I am looking out to extract text, text location; font etc details from PDF file and looking out for pdf libraries that can help me do this. I came across the PDFBox today and wanted to evaluate it.

I am looking for any quick tutorial that can help me get started on how to use of PDFBox library to extract text from pdf and it's font information, text location etc. Can anyone point me to such tutorial that shows how to make use of PDFBox APIs to extract text etc?


I tried using running the command line utility that is bundled with PDFBox jar to extract text as follows.

$ java -cp log4j-1.2.15.jar;pdfbox-0.8.0-incubating.jar org/apache/pdfbox/ExtractText "D:\Test Lab\Murex Sample Reports\INVOICE00009.pdf" INVOICE00009.txt

But the above command execution threw the following error.

Exception in thread "main" java.lang.NoClassDefFoundError: org/apache/commons/logging/LogFactory

I don't see the org/apache/commons/logging/LogFactory in the pdfbox-0.8.0-incubating.jar nor in the log4j-1.2.15.jar. Can someone help point what am I doing wrong? Am I missing something??

Thanks n Regards,
Nitin


________________________________
http://www.mindtree.com/email/disclaimer.html

RE: Text extraction - Any tutorials?

Posted by Nitin Shukla <Ni...@mindtree.com>.

Thanks Patrick for the response.

I could get the Extract the text from pdf.

Apart from extracting the text from pdf, is it possible to extract the font information, location or position of the text layout in the pdf using pdfbox?
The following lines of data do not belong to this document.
PR #1992, opened 2023-03-06
frontend: refactor api calls should not throw on failed result

thisconnect:
api calls that throw if success is false, have few disadvantages:

- rejecting the promise on failed success mixes failed response with real errors, so catch gets either an error or a failed response
- data passed to promise reject cannot be typed
- throwing error in the api call must be caught, either try/catch or .catch else the whole script just stops with uncaught promise error

Refcatored api calls and removed the success handling, always resolving the promise now with response data.

### DIFF
--- a/frontends/web/src/routes/device/bitbox02/bitbox02.tsx
+++ b/frontends/web/src/routes/device/bitbox02/bitbox02.tsx
@@ -325,39 +325,46 @@ class BitBox02 extends Component<Props, State> {
   };
 
   private setDeviceName = (event: FormEvent) => {
+    const { deviceID, t } = this.props;
     event.preventDefault();
     this.setState({
-      waitDialog: { title: this.props.t('bitbox02Interact.confirmName') }
-    }, () => {
-      setDeviceName(this.props.deviceID, this.state.deviceName)
-        .then(() => {
-          this.setState(
-            { waitDialog: undefined },
-            () => this.setPassword(),
-          );
-        })
-        .catch(result => {
-          if (result.message) {
-            alertUser(result.message, {
-              asDialog: false,
-              callback: () => this.setState({ waitDialog: undefined }),
-            });
-          }
-        });
+      waitDialog: { title: t('bitbox02Interact.confirmName') }
+    }, async () => {
+      try {
+        const result = await setDeviceName(deviceID, this.state.deviceName);
+        if (!result.success) {
+          alertUser(result.message || t('genericError'), {
+            asDialog: false,
+            callback: () => this.setState({ waitDialog: undefined }),
+          });
+          return;
+        }
+        this.setState(
+          { waitDialog: undefined },
+          () => this.setPassword(),
+        );
+      } catch (error) {
+        console.error(error);
+      }
     });
   };
 
-  private restoreFromMnemonic = () => {
+  private restoreFromMnemonic = async () => {
     this.setState({ waitDialog: {
       title: this.props.t('bitbox02Interact.followInstructionsMnemonicTitle'),
       text: this.props.t('bitbox02Interact.followInstructionsMnemonic'),
     } });
-    restoreFromMnemonic(this.props.deviceID)
-      .then(() => this.setState({ appStatus: 'restoreFromMnemonic' }))
-      .catch(() => {
+    try {
+      const { success } = await restoreFromMnemonic(this.props.deviceID);
+      if (!success) {
         alertUser(this.props.t('bitbox02Wizard.restoreFromMnemonic.failed'), { asDialog: false });
-      })
-      .finally(() => this.setState({ waitDialog: undefined }));
+      } else {
+        this.setState({ appStatus: 'restoreFromMnemonic' });
+      }
+      this.setState({ waitDialog: undefined });
+    } catch (error) {
+      console.error(error);
+    }
   };
 
   private handleDisclaimerCheck = (event: React.SyntheticEvent) => {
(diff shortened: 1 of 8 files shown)


frontends/web/src/routes/device/bitbox02/setdevicename.tsx
```diff
@@ -45,9 +45,15 @@ export const SetDeviceName = ({
...
+      if (!setNameResult.success) {
+        throw new Error(setNameResult.message);
+      }
+      const deviceInfoResult = await getDeviceInfo(deviceID);
+      if (!deviceInfoResult.success) {
+        throw new Error(deviceInfoResult.message);
+      }
+      setCurrentName(deviceInfoResult.deviceInfo.name);
     } catch (e) {
       alertUser('Device name could not be set');
```
thisconnect, line 58: this should be translated but better in a different PR.

frontends/web/src/routes/device/bitbox02/setdevicename.tsx
```diff
@@ -45,9 +45,15 @@ export const SetDeviceName = ({
   const updateName = async () => {
     setInProgress(true);
     try {
-      await setDeviceName(deviceID, name);
```
thisconnect, line 48: before (here) if it fails OR throws an error, it would catch and show alertuser error.

now I added success checks and manually throw new Error so that alertUser does not need to be written in 3 places, but seems a bit ugly.

frontends/web/src/routes/device/bitbox02/passphrase.tsx
```diff
@@ -57,39 +57,45 @@ class Passphrase extends Component<Props, State> {
...
+      }));
+      return;
+    }
+    const deviceInfoResult = await getDeviceInfo(deviceID);
+    if (deviceInfoResult.success) {
+      this.setState({
+        passphraseEnabled: deviceInfoResult.deviceInfo.mnemonicPassphraseEnabled,
+        status: 'success',
       });
+    }
```
thisconnect, line 98: funny that alertUser still shows even if before route is called.. it's because the weird global alertUser.

having alertUser before route would at least make the intention clear, but it would still be a bit confusing I guess. keeping unless somebody has a strong opinion.

thisconnect: In theory api calls such as setMnemonicPassphraseEnabled should never error, but if they would.. for example during development, it would only say uncaught promise rejection or similar... 
is better to always have in a try/catch and console.error ?

frontends/web/src/routes/device/bitbox02/bitbox02.tsx
```diff
@@ -325,39 +325,38 @@ class BitBox02 extends Component<Props, State> {
...
-            alertUser(result.message, {
-              asDialog: false,
-              callback: () => this.setState({ waitDialog: undefined }),
-            });
-          }
+      waitDialog: { title: t('bitbox02Interact.confirmName') }
+    }, async () => {
+      const result = await setDeviceName(deviceID, this.state.deviceName);
+      if (!result.success) {
+        alertUser(result.message || t('genericError'), {
```
thisconnect, line 335: added genericError as fallback since typescript wasn't happy, as result.message is optional.

before it checked if result.message is truthy, but if missing it didn't show any error…

not tested yet

shonsirsha: tested and works fine.

frontends/web/src/routes/device/bitbox02/setdevicename.tsx
shonsirsha: Looks okay to me, but it'll still always show 'Device name could not be set' regardless of the error being thrown, right?

frontends/web/src/routes/device/bitbox02/passphrase.tsx
shonsirsha: > is better to always have in a try/catch and console.error ?

Tbh I have no strong opinion on this. Seems like our codebase isn't so consistent with it anyway (some are using try/catch, some dont). But catching the error and logging it would be okay, at least that way during development it's easier to see what error is occurring. Although not sure if that's really worth it.

frontends/web/src/routes/device/bitbox02/createbackup.tsx
```diff
@@ -35,15 +35,14 @@ export const Create = ({ deviceID }: TProps) => {
...
+        if (!result.success) {
+          alertUser(t('backup.create.fail'));
+        }
       })
-      .catch(() => {
-        setCreatingBackup(false);
-        setDisabled(false);
-        alertUser(t('backup.create.fail'));
-      });
+      .catch(console.error);
```
shonsirsha, line 45: Just a general question for all the changes, what happens if the API call resolves in an error (in this case the createBackupAPI)? Will it catch and `console.error` only? So the user won't be notified? Orr...?

shonsirsha: understood, thanks.

thisconnect:
@shonsirsha PTAL

shonsirsha (approved):
lgtm!

frontends/web/src/routes/device/bitbox02/bitbox02.tsx
```diff
@@ -325,39 +325,46 @@ class BitBox02 extends Component<Props, State> {
...
         alertUser(this.props.t('bitbox02Wizard.restoreFromMnemonic.failed'), { asDialog: false });
-      })
-      .finally(() => this.setState({ waitDialog: undefined }));
+      } else {
+        this.setState({ appStatus: 'restoreFromMnemonic' });
+      }
+      this.setState({ waitDialog: undefined });
+    } catch (error) {
+      console.error(error);
+    }
```
benma, line 367: this is never executed as there is no reject() anymore, or not? here and in the other cases in this PR.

Any pointers are appreciated.

Thanks.

Regards,
Nitin


-----Original Message-----
From: Patrick Herber [mailto:patrick.herber@gmail.com] 
Sent: Thursday, November 19, 2009 5:00 PM
To: users@pdfbox.apache.org
Subject: Re: Text extraction - Any tutorials?

Hello,

you should add in your classpath also the commons-logging-1.1.1.jar File.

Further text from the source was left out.